INPUT DATA below:
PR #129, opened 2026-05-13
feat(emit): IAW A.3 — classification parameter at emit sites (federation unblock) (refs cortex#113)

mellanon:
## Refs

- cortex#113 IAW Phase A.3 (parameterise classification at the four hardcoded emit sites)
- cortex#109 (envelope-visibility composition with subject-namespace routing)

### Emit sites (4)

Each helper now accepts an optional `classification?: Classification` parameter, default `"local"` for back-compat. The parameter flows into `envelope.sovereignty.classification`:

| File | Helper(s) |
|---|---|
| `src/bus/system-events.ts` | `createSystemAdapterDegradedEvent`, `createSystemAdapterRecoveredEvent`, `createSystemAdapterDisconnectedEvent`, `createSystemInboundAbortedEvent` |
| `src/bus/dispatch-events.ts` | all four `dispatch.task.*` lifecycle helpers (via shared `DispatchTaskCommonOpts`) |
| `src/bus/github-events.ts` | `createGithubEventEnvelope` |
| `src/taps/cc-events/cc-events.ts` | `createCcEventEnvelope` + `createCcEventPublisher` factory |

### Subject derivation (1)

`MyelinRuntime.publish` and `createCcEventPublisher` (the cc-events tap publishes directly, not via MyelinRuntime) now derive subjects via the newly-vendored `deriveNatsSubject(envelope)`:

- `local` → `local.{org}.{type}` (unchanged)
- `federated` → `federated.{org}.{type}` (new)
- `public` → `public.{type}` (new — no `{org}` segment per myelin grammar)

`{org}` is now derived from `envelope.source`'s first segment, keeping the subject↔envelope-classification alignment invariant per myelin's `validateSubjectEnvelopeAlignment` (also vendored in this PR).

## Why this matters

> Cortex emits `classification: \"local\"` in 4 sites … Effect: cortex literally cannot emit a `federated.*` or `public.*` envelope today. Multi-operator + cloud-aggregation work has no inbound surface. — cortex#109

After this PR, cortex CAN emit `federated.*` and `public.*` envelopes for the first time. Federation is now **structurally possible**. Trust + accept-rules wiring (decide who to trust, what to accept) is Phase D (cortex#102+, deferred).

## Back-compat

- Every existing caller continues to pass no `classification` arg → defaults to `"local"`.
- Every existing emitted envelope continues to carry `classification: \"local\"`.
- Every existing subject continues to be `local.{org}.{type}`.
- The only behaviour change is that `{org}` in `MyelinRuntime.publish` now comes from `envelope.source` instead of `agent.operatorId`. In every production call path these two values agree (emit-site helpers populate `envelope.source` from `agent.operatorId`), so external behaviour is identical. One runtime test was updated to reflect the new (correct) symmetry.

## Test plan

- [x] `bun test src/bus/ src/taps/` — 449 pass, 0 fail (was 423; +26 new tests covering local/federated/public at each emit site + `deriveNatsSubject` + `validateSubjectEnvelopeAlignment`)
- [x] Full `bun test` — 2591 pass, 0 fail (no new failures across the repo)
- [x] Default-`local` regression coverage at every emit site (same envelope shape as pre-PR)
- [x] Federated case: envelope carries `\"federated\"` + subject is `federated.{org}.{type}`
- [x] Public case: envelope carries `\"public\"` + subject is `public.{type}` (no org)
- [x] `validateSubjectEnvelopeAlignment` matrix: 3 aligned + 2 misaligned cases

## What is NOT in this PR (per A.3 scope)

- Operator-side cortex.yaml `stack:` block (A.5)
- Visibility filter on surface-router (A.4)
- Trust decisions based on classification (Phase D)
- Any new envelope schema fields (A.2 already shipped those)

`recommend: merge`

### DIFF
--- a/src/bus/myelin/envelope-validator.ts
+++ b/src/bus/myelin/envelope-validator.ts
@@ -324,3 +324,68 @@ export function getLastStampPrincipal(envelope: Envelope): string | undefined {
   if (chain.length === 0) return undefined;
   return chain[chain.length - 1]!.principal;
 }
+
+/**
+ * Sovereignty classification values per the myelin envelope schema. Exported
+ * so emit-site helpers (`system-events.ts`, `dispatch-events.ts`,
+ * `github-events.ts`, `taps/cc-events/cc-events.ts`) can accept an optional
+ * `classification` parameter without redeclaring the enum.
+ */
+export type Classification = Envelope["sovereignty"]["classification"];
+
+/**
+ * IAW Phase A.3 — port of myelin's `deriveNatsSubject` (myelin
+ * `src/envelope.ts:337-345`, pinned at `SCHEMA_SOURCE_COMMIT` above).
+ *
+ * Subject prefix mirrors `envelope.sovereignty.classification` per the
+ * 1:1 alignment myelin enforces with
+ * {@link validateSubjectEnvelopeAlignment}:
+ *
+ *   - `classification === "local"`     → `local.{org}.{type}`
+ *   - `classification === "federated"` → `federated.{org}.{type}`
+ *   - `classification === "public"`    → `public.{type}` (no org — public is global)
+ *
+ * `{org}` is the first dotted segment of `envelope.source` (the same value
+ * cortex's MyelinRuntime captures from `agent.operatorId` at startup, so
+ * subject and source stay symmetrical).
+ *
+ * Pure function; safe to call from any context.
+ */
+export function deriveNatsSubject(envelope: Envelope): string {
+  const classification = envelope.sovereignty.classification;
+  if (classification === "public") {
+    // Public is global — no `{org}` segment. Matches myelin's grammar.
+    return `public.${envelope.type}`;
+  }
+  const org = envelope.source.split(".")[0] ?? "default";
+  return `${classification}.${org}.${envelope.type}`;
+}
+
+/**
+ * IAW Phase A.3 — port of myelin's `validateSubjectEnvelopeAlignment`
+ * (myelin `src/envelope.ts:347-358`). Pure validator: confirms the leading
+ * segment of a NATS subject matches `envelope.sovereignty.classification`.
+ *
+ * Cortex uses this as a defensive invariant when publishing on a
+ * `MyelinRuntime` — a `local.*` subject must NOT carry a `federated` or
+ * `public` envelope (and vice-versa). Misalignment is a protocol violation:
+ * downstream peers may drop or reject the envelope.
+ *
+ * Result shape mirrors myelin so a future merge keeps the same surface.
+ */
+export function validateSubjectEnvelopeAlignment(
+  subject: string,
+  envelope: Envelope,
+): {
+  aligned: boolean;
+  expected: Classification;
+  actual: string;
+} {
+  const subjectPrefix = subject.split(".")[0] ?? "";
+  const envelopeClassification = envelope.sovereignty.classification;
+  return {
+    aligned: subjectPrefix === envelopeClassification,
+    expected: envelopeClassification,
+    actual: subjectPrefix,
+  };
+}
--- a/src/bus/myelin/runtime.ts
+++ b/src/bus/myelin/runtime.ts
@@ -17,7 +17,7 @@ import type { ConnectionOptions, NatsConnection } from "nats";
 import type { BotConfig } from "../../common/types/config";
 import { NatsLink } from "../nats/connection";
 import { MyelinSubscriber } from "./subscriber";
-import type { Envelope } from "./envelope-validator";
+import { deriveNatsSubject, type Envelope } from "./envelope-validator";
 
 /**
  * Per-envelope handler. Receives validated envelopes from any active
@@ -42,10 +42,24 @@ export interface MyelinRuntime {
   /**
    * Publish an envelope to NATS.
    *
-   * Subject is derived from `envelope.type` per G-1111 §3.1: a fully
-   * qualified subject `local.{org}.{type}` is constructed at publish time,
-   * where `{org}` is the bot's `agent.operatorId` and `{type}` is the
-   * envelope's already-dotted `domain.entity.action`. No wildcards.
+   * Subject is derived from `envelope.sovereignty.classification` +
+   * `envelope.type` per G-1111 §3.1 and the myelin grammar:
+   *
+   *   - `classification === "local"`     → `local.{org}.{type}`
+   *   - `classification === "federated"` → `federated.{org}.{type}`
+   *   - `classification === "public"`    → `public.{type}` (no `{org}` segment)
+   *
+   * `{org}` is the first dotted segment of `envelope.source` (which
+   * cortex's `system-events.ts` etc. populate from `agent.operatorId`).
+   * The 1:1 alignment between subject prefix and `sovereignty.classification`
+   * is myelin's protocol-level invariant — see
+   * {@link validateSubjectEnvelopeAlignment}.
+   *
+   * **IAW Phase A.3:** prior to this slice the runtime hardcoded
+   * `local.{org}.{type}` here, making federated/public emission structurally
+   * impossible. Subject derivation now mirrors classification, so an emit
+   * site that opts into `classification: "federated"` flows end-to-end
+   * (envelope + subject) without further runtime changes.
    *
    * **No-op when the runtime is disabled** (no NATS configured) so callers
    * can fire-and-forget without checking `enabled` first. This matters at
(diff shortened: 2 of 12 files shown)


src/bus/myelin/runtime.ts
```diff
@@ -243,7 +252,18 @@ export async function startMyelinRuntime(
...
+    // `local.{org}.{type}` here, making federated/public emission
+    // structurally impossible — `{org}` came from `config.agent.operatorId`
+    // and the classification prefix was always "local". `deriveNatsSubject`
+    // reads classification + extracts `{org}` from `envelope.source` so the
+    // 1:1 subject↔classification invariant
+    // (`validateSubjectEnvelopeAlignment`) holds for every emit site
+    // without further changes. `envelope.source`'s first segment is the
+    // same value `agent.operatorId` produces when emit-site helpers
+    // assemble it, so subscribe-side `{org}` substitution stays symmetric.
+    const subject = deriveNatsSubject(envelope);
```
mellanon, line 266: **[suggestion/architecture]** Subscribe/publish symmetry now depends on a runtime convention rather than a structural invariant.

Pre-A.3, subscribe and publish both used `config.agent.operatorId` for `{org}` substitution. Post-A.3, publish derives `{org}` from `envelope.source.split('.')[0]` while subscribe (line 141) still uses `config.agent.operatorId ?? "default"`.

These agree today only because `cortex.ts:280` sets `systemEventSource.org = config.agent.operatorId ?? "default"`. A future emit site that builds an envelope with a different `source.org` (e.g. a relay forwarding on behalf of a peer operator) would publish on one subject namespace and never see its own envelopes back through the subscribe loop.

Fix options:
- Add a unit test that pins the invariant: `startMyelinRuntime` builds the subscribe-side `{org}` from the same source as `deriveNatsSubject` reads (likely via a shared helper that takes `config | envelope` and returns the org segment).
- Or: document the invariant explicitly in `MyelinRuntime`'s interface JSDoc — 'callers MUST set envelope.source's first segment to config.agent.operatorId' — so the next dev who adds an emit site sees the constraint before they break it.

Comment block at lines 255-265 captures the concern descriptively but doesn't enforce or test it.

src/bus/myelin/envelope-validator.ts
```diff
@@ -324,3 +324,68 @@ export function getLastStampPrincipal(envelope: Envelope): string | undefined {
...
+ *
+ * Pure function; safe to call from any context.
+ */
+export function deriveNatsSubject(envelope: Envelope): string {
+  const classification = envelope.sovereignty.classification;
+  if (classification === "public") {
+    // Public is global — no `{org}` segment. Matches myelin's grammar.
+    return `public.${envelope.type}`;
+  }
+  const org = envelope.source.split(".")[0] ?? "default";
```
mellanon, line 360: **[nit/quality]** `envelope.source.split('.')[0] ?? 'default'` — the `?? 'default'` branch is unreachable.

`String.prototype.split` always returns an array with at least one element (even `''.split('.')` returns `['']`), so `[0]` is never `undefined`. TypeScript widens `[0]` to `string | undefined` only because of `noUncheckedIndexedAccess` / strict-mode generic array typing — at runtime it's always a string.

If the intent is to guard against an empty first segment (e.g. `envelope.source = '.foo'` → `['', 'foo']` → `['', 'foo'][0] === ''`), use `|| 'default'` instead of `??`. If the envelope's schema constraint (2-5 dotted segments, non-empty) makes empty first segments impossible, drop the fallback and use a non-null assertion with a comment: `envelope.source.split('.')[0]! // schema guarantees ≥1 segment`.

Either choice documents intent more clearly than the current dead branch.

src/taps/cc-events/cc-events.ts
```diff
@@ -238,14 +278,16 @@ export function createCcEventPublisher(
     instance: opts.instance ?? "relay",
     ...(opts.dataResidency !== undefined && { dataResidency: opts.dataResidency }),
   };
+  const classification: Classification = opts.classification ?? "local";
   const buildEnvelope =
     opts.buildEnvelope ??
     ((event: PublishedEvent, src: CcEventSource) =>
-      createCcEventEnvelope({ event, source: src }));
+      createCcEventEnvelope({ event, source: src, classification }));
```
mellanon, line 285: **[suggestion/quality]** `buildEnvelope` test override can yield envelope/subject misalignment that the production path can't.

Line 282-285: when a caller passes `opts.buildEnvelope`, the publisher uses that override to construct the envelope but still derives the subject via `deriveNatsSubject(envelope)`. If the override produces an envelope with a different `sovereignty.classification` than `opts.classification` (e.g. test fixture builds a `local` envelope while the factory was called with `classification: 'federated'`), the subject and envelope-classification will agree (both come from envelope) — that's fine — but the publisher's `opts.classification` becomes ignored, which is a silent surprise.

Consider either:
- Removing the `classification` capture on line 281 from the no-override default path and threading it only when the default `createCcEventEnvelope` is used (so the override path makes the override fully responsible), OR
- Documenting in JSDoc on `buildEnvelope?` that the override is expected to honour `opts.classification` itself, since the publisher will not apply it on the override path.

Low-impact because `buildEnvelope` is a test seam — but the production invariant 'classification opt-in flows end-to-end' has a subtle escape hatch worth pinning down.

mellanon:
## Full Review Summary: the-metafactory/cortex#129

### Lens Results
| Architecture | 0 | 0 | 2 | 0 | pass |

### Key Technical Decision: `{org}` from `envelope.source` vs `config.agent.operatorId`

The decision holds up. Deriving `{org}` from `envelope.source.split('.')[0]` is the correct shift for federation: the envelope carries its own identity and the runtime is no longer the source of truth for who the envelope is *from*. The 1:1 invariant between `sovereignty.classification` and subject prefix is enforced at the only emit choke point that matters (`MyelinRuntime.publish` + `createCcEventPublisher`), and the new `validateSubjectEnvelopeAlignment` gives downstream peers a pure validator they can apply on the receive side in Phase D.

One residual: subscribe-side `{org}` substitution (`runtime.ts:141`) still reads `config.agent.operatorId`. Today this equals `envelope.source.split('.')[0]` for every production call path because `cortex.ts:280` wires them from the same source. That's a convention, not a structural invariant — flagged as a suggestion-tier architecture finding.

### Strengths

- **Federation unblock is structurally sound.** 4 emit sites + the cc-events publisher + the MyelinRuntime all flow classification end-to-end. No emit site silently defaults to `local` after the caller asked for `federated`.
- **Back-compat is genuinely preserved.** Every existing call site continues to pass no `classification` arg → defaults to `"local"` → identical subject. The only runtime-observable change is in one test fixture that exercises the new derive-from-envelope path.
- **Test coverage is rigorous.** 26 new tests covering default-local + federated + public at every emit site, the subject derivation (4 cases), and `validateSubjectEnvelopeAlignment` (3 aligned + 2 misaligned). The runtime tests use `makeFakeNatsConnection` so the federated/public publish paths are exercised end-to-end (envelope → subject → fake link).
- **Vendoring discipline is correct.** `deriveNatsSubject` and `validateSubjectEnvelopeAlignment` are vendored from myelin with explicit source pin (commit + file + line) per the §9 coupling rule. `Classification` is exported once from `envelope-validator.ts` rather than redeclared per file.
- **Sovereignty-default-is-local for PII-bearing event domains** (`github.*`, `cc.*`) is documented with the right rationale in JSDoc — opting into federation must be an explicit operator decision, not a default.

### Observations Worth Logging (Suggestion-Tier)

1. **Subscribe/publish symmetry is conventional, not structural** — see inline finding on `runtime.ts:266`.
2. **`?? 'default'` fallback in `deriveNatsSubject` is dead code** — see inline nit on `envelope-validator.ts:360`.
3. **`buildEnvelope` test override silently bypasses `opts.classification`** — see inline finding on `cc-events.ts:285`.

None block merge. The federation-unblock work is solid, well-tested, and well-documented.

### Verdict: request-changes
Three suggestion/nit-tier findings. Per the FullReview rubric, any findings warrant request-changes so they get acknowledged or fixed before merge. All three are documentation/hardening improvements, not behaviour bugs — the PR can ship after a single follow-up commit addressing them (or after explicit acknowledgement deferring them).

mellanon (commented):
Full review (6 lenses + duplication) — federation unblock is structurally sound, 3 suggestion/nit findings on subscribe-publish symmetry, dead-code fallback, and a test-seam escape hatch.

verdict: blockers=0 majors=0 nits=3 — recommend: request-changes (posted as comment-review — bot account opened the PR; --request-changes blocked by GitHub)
End of INPUT DATA.
TASK REQUIREMENTS: A word-for-word copy of the lines above from the one with "After this PR, cortex" through the one with "## Back-compat", inclusive, is the only output wanted.

PROBLEM SOLUTION:
After this PR, cortex CAN emit `federated.*` and `public.*` envelopes for the first time. Federation is now **structurally possible**. Trust + accept-rules wiring (decide who to trust, what to accept) is Phase D (cortex#102+, deferred).

## Back-compat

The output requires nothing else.